* [Stored data]
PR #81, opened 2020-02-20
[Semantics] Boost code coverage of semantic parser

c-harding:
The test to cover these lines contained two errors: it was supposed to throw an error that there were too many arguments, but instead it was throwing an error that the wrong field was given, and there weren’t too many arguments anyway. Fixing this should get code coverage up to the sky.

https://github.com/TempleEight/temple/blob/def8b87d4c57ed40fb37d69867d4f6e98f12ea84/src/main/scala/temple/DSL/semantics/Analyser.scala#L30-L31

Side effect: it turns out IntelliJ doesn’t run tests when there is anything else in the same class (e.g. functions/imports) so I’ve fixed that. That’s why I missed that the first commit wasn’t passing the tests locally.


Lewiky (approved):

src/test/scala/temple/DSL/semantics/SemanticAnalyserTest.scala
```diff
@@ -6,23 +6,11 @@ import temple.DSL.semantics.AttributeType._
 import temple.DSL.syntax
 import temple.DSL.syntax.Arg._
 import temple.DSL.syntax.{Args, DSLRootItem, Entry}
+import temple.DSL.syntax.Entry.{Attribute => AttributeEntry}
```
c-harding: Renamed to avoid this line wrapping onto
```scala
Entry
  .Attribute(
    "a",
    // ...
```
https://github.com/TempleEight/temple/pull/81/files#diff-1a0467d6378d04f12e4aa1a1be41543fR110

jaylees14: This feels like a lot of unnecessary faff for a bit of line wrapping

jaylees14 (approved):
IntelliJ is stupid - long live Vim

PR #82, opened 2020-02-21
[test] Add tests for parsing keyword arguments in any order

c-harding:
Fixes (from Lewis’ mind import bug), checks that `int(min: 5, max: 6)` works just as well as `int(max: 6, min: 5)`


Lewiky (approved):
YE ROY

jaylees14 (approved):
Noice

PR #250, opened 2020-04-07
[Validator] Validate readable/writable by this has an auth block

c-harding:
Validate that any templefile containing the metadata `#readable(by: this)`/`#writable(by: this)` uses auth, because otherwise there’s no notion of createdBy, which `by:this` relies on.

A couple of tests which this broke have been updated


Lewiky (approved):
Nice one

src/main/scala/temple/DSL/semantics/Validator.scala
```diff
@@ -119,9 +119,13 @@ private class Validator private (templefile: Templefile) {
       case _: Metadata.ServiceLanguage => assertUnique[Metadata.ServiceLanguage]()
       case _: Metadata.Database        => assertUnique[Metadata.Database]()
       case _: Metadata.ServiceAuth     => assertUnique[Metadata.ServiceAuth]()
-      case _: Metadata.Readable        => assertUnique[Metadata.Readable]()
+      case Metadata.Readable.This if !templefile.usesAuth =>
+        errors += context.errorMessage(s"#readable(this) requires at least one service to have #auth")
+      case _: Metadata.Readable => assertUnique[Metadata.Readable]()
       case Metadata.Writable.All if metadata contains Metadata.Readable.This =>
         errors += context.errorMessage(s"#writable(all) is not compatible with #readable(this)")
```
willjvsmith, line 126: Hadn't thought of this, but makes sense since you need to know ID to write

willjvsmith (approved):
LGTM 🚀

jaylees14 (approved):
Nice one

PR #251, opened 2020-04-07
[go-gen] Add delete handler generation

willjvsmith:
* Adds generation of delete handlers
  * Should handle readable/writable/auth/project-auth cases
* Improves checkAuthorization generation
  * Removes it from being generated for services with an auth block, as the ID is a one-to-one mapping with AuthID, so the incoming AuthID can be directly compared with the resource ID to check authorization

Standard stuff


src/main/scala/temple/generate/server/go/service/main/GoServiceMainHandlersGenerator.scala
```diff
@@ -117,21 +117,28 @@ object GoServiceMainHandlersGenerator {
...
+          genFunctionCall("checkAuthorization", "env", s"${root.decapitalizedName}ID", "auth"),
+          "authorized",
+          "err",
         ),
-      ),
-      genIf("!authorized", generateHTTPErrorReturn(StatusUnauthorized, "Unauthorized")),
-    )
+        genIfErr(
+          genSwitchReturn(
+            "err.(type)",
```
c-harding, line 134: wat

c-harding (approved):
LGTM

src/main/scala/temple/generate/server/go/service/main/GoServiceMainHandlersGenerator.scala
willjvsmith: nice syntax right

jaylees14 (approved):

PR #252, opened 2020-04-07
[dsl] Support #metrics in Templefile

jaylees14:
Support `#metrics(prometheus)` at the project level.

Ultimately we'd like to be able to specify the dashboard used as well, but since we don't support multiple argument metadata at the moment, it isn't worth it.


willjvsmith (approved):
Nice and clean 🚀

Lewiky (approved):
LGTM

...

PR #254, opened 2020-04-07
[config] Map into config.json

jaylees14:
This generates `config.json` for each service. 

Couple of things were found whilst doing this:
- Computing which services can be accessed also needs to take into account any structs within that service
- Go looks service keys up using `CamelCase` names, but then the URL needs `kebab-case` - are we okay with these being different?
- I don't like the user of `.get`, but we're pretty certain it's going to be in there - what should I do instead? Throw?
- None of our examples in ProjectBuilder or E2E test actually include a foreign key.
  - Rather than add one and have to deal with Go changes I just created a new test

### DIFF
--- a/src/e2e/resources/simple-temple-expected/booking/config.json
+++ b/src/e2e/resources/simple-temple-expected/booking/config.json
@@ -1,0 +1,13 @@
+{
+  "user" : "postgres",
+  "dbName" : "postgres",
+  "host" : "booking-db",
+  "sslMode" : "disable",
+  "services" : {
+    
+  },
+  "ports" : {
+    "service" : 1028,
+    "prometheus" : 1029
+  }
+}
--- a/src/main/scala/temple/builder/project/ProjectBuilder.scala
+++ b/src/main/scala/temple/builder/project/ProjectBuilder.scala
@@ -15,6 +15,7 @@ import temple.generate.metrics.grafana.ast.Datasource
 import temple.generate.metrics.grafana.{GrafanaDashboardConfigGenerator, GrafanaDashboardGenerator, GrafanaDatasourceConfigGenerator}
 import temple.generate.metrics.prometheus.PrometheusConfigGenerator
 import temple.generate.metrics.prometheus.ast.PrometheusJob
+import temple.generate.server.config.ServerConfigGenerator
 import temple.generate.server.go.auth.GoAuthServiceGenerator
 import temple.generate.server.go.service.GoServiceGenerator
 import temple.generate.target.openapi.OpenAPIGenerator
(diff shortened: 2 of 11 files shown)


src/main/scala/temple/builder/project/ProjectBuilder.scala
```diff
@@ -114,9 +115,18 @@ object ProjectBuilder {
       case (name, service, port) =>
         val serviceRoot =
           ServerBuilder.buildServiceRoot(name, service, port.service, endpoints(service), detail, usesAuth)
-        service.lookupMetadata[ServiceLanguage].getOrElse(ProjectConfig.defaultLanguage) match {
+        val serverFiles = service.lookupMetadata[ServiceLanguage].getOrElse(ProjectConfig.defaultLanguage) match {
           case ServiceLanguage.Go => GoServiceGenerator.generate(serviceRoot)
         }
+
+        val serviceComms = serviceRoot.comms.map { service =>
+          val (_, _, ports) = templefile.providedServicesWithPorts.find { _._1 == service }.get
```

* [Directions for this task] Filter the records above down to the lines containing "into".

* [Task solution]
[config] Map into config.json
- Computing which services can be accessed also needs to take into account any structs within that service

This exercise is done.